__The task__:
What do the lines say, reproduced word for word, from the first of the entries below through the line bearing "See the [syntax"?

Excerpts from a dataset:
________________________
PR #722, opened 2018-12-11
Support KSQL's WITHIN

lmontrieux:
[KSQL](https://github.com/confluentinc/ksql) supports the 'WITHIN' keyword for stream-stream joins. The syntax is as follows:

```
WITHIN [(before TIMEUNIT, after TIMEUNIT) | N TIMEUNIT]
```

See the [syntax reference](https://docs.confluent.io/current/ksql/docs/developer-guide/syntax-reference.html#create-stream-as-select)

This PR adds support for the WITHIN statement inside a join.


rcillo:
@wumpz if a new SNAPSHOT has not yet been release, would you be so kind to release it?

wumpz:
@rcillo Sorry. Try to do it tonight.

PR #724, opened 2018-12-12
Support Alter Table Alter Column Type

rfscholte:


wumpz:
Thx for using Jsqlparser.

PR #414, opened 2017-03-24
Issue 391 expression for interval.

ryanmurf:

PR #725, opened 2018-12-14
Added support for expressions as arguments of an IntervalExpression. …

Sebarl:
…Based on #414


manticore-projects:
This has been implemented already and is supported now (at least in JSQLParser 4.6 Snapshot).

Issue #571, opened 2018-01-22
Error on table rename, column rename, add constraints with cascade


Golg013:
Hello, Wumpz!

**I understand that you are busy, so you can just ignore this message.**

I have some issues:

`CREATE TABLE table_qwert
(
    column_1 INT,
    column_2 INT,
    column_3 INT,
    CONSTRAINT table_qwert_db_object_id_fk FOREIGN KEY (column_1) REFERENCES db_object (id)
  ON UPDATE CASCADE
  ON DELETE CASCADE
);

Caused by: net.sf.jsqlparser.parser.ParseException: Encountered unexpected token: "ON" "ON"
    at line 8, column 3.

Was expecting one of:

    ")"
    ","

	at net.sf.jsqlparser.parser.CCJSqlParser.generateParseException(CCJSqlParser.java:16995) ~[jsqlparser-1.2-20180105.233414-16.jar:na]
	at net.sf.jsqlparser.parser.CCJSqlParser.jj_consume_token(CCJSqlParser.java:16848) ~[jsqlparser-1.2-20180105.233414-16.jar:na]
	at net.sf.jsqlparser.parser.CCJSqlParser.CreateTable(CCJSqlParser.java:9451) ~[jsqlparser-1.2-20180105.233414-16.jar:na]
	at net.sf.jsqlparser.parser.CCJSqlParser.SingleStatement(CCJSqlParser.java:171) ~[jsqlparser-1.2-20180105.233414-16.jar:na]
	at net.sf.jsqlparser.parser.CCJSqlParser.Statements(CCJSqlParser.java:250) ~[jsqlparser-1.2-20180105.233414-16.jar:na]
	at net.sf.jsqlparser.parser.CCJSqlParserUtil.parseStatements(CCJSqlParserUtil.java:152) ~[jsqlparser-1.2-20180105.233414-16.jar:na]
	... 97 common frames omitted

##################################################################################

ALTER TABLE attachment CHANGE content test LONGBLOB;

Caused by: net.sf.jsqlparser.parser.ParseException: Encountered unexpected token: "CHANGE" <S_IDENTIFIER>
    at line 1, column 24.

Was expecting one of:

    "ADD"
    "DROP"
    "MODIFY"

	at net.sf.jsqlparser.parser.CCJSqlParser.generateParseException(CCJSqlParser.java:16995) ~[jsqlparser-1.2-20180105.233414-16.jar:na]
[...]

PR #741, opened 2019-02-04
Added support for 'ALTER TABLE CHANGE COLUMN'

### LINKED ISSUE #380: Alter tab support for 'change'
This script cannot be parsed : Alter table X change column a b Double null default null;
It throws :
Caused by: net.sf.jsqlparser.parser.ParseException: Encountered " <S_IDENTIFIER> "CHANGE "" at line 5, column 1.
Was expecting one of:
    "DROP" ...
    "ADD" ...

Please add support for CHANGE.

Regards

Gikkman:
Added support for 'ALTER TABLE CHANGE COLUMN oldName newName columnDefinition'. 
Please see https://dev.mysql.com/doc/refman/8.0/en/alter-table.html for reference.

I was not really sure how to modify the AlterStatement class. I found introducing these two new fields was the easiest solution, but I am open to suggestions should there be a better way of doing it.
Also, this is my first time writing anything in JavaCC, so if I've made some obvious mistakes or bad practises, I would gladly take feedback. 

This should fix #380 and parts of #571

### DIFF
--- a/src/main/java/net/sf/jsqlparser/statement/alter/AlterExpression.java
+++ b/src/main/java/net/sf/jsqlparser/statement/alter/AlterExpression.java
@@ -37,7 +37,9 @@ import net.sf.jsqlparser.statement.select.PlainSelect;
 public class AlterExpression {
 
     private AlterOperation operation;
+    private String optionalSpecifier;
     private String columnName;
+    private String columnOldName;
     //private ColDataType dataType;
 
     private List<ColumnDataType> colDataTypeList;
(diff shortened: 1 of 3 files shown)


wumpz:
Could you write tests using **assertSqlCanBeParsedAndDeparsed** as well. The deparser should be able to completely reconstruct the source SQL.

Gikkman:
Oh, yes, sorry. I had them as test earlier but apparently managed to remove them along the way. I added the requested tests back in.

wumpz:
The reduction on coverage or the coverage value itself seems to be some kind of black magic to me as well. Sometimes the increase or decrease has no clear source.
________________________
__Solution for this task__:
PR #722, opened 2018-12-11
Support KSQL's WITHIN

lmontrieux:
[KSQL](https://github.com/confluentinc/ksql) supports the 'WITHIN' keyword for stream-stream joins. The syntax is as follows:

```
WITHIN [(before TIMEUNIT, after TIMEUNIT) | N TIMEUNIT]
```

See the [syntax reference](https://docs.confluent.io/current/ksql/docs/developer-guide/syntax-reference.html#create-stream-as-select)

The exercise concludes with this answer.